Everyone was so impressed by Mikhail’s tale. The family, the whole neighborhood, couldn’t stop talking about it. The story of the niggun that had come to Mikhail almost overshadowed his marriage proposal. Everybody seemed to forget for a moment that I was supposed to write him back—or if they remembered they assumed that I already had, and naturally that I had already accepted. But the truth was, I had not written back. I had not accepted. There I was, alone in all the flurry, a lonely celebrity. I had no idea what to do. As a Bialystoker there was no question: I had spoken to the man, we had exchanged our deepest thoughts; I’d researched him through the Karinskys’ friends and relatives. His references were great, and he had received a miraculous sign from God. No question: the answer was yes. As myself, however, as my own woman, which I used to be—all I could think was: who did I think I was kidding? And—where did Mikhail get off writing now after all this time? Did he really believe I was going to jump to marry him after just one letter? A relationship of a week, plus a revelation on his part alone. He might be a psychopathic criminal! I didn’t want to prejudge him; I didn’t want to go by stereotypes; but by his own admission Mikhail had gone nuts at least once, when his wife left him. If the divine wedding niggun had come to me, that would be one thing—but I hummed and hummed, and all that came to me was Peter, Paul and Mary. Sometimes The Mamas and the Papas. Trust was the key—that I knew. But I didn’t even trust myself. I had no reason to trust myself. None at all.

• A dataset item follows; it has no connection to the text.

PR #2044, opened 2026-08-19
Sample the frame before converting it for the AI summary

### LINKED ISSUE #2010: Port the AI schema summary to narwhals to avoid materializing the full frame
`ai/utils.py:634` converts the whole frame to pandas, then `describe_data_sync` samples 5000 rows from it at line 796. A 10M row polars frame is fully materialized to summarize 5000 rows.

Everybody was so eager for me. Everybody was so pleased. Estie said she would give me her wedding gown to wear. Mrs. Karinsky said we
could have the wedding right there in the house, in the living room. But the happier they all were for me, the more miserable I became. What Dr. Karinsky kept emphasizing was how Mikhail and I were on the same level—how the wonderful thing was the way we matched up in our learning, and our desire for holiness. He was probably right. But was that a good thing? It sounded dangerous, marrying somebody on my level. It sounded like a recipe for disaster. Was there even room for someone else on the same little parapet I was hanging on? And there was something else too. There was something I feared even more, which was that marrying would be the ultimate commitment to Bialystok Ha-sidism! To marry: that would be to make my final vows to the community. To pray for keeps.
Mikhail began calling the house. In the evenings he would call me on the phone. Yet somehow I could not speak to him. I just could not pick up the telephone and discuss matters. I told the Karinskys I couldn’t talk to him while I was in my decision-making process. No way, I told them, could I get on the line. I was so riven. I was so torn up with doubts. Some days I was sure the answer would be yes. And other days I would hear the voice of my inmost spirit calling me inside: Sharon! Sharon! NO! Deep inside me my old self lay dormant. Deep inside, all my memories and deeds pressed against each other. All my years in Hawaii; all my time out in the ocean. The mistakes I’d made; the loves I’d had. I was still filled with the person I had been.